I am working with TCGA data downloaded from GDC portal. For mRNA data I selectively downloaded star_gene_counts.tsv files. However, the columns are in the format of GeneSymbol___ENSMBLEid, ex, SCYL3___ENSG00000000457.14. I need to only have gene symbols, which brings up duplicated gene symbols. As the first taught, I have written the below code to keep highest variable column per gene symbol. Any thoughts?

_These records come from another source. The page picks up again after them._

PR #41, opened 2024-12-18
Feat/strategy referral adapter

MrDeadCe11:
adding referral adapter

### DIFF
--- a/src/utils/XReferralAdapter.sol
+++ b/src/utils/XReferralAdapter.sol
@@ -4,7 +4,13 @@ pragma solidity ^0.8.24;
 
 import {IVault} from "src/BaseVault.sol";
 
+interface IKernelStrategy {
+   function getHasAllocator() external view returns (bool hasAllocators) ;
+}
+
 contract XReferralAdapter {
+    /// @notice Role for allocator permissions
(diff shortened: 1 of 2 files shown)


src/utils/XReferralAdapter.sol
```diff
@@ -0,0 +1,92 @@
...
+pragma solidity ^0.8.24;
+
+import {IVault} from "src/BaseVault.sol";
+
+interface IKernelStrategy {
+    function getHasAllocator() external view returns (bool hasAllocators);
+    function hasRole(bytes32 role, address account) external view returns (bool hasRole);
+}
+
+contract XReferralAdapter {
```
danoctavian, line 7: can we call it VaultReferralAdapter ? 

this sounds cooler, but i want to keep it more standard

src/utils/XReferralAdapter.sol
```diff
@@ -0,0 +1,76 @@
...
+        uint256 shares,
+        uint256 timestamp
+    );
+
+    error InvalidVault(address);
+    error ZeroAmount();
+    error ZeroAddress();
+    error SelfReferral();
+
+    constructor() public {}
```
danoctavian, line 28: disable  initializers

mRNA_genes <- gsub("___ENS.*", "", rownames(mRNA_data)) %>% unique()

# Group columns by gene name
mRNA_gene_data <- pbmcapply::pbmclapply(mRNA_genes,  mc.cores = 10, function(gene){
  gene_rows <- grep(paste0("^", gene), rownames(mRNA_data))
  gene_data <- mRNA_data[gene_rows, , drop = FALSE]
  if(length(gene_rows) == 1){
    gene_data
  }else{
  max_variance <- apply(gene_data, 1, function(x) var(x, na.rm = TRUE)) %>% which.max(.)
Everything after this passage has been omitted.